[[ MATERIAL PROVIDED open ]]
PR #23143, opened 2026-08-30
feat(route/nytimes): add Wirecutter

IvanWng97:

N/A

```routes
/nytimes/wirecutter
```

- [x] New Route / 新的路由
    - [x] Parsed / 可以解析
- [ ] `Puppeteer`

## Note / 说明

**Why.** Wirecutter has an official feed at `nytimes.com/wirecutter/feed/`, but it only carries the opening few paragraphs. For *The Best Plain Yogurt* that is ~4KB of `content:encoded` against a ~29KB review — the feed stops before any of the actual picks. Wirecutter reviews are also structured as chapters with product callouts, which is exactly the part that gets cut.

**How.** The feed supplies the item list; each review is then rendered from `props.pageProps.post` in the page's `__NEXT_DATA__`:

- chapter titles become headings, and each chapter's `body` node tree is rendered through a tag/attribute allowlist (layout classes and `data-gtm-*` tracking attributes are dropped)
- `shortcode-gallery` becomes figures with the photo credit as the caption, `shortcode-caption` becomes a `figure`/`figcaption`, and `shortcode-callout` — the picks — renders as the ribbon, product name, photo, verdict and description
- `adslot`, `shortcode-recirc` and `shortcode-scoop_form_callout` are dropped as ads, in-house promos and a form
- images drop the resizing query string so the original is served

**Failure handling.** An unknown node type throws rather than being silently skipped, so that review falls back to the feed summary instead of emitting a body with a hole in it. That fallback happens outside `cache.tryGet`, so it is not cached and is retried on the next run; one unreadable review never takes down the feed. Verified by breaking the `__NEXT_DATA__` selector: all 10 items degrade to the summary and the route still returns 200.

The node inventory was taken across 8 reviews (1,300+ nodes) to make sure the allowlist and the dropped types cover what Wirecutter actually publishes.

### DIFF
--- a/lib/routes/nytimes/templates/wirecutter.tsx
+++ b/lib/routes/nytimes/templates/wirecutter.tsx
@@ -1,0 +1,156 @@
+import type { FC } from 'hono/jsx';
+import { renderToString } from 'hono/jsx/dom/server';
+
+const imageBase = 'https://cdn.thewirecutter.com/';
+
+// Presentational or promotional nodes that carry no article content
+const dropTypes = new Set(['adslot', 'shortcode-recirc', 'shortcode-scoop_form_callout']);
+
+// hono/jsx only applies void-element rules to literal tags, so a dynamic <Tag> must be self-closed
+// explicitly: <Tag></Tag> would emit `<br></br>`, which HTML parsers turn into two line breaks
+const voidTags = new Set(['br', 'hr', 'img', 'source']);
+
+const allowedTags = new Set([
+    'p',
+    'a',
+    'strong',
+    'b',
+    'em',
+    'i',
+    'h2',
+    'h3',
+    'h4',
+    'h5',
+    'h6',
+    'ul',
+    'ol',
+    'li',
+    'br',
+    'hr',
+    'img',
+    'blockquote',
+    'figure',
+    'figcaption',
+    'div',
+    'span',
+    'video',
+    'source',
+    'table',
+    'thead',
+    'tbody',
+    'tr',
+    'th',
+    'td',
+]);
+// Everything else is layout plumbing or tracking metadata
+const allowedAttributes = new Set(['href', 'src', 'alt', 'title', 'width', 'height', 'colspan', 'rowspan']);
+
+// Images are served through a resizing CDN; without the query string the original is returned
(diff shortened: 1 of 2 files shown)


IvanWng97:
Both auto-review findings are addressed in 281f992.

**`parseDate`** — applied at both call sites, as `item.pubDate ? parseDate(item.pubDate) : undefined` following `lib/routes/baoyu/index.ts:47`, so that a missing date stays undefined rather than becoming a fake one.

**JSX rendering** — the body renderer moved to `templates/wirecutter.tsx` and is now built from JSX components, so escaping comes from the renderer and `escapeText` / `escapeAttribute` are gone. It sits in `templates/` rather than renaming the route file, matching `scientificamerican/templates/description.tsx`, which is the closest existing case (a node tree rendered through `const Tag = ... as unknown as FC`).

One part of that suggestion does not hold, so noting it here for the next reader: **the void-tag set cannot be dropped.** `hono/jsx` only applies void-element rules to literal tags, not to a dynamic `<Tag>`:

```
static  <br />        ->  "<br/>"
dynamic Tag = 'br'    ->  "<br></br>"
dynamic Tag = 'img'   ->  "<img></img>"
dynamic Tag = 'hr'    ->  "<hr></hr>"
```

HTML parsers turn a stray `</br>` into a second line break, so the first version of this refactor rendered two source `br` nodes as four. Void tags are therefore self-closed explicitly (`<Tag {...attributes} />`) with a comment recording why.

With that in place the rendered `content_html` is byte-identical to the previous string-based renderer across all 10 items in the feed, and breaking the `__NEXT_DATA__` selector still degrades every item to the feed summary with a 200 response.

IvanWng97:
d06c0d2 should fix the route test failure.

The article pages sit behind bot detection that turns away a share of requests with a 403 — from GitHub's runners as well, which is what the earlier `Failed ❌` was. `403` is not in ofetch's default `retryStatusCodes`, so one refusal took the whole feed down. Retrying clears it: measured over the feed, roughly half the articles are refused on a first pass and every one of them answers on a later attempt, so three cold runs now return all ten articles with full text, using 6 to 13 retries between them.

No fallback involved — a render error still surfaces. That also caught the last unhandled block type, `shortcode-pullquote`, which is implemented here too. Route is marked `antiCrawler`.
[[ MATERIAL PROVIDED closed ]]
> _PROMPT_
Take every line above that includes "served" and list it.

> _REPLY_
- images drop the resizing query string so the original is served
+// Images are served through a resizing CDN; without the query string the original is returned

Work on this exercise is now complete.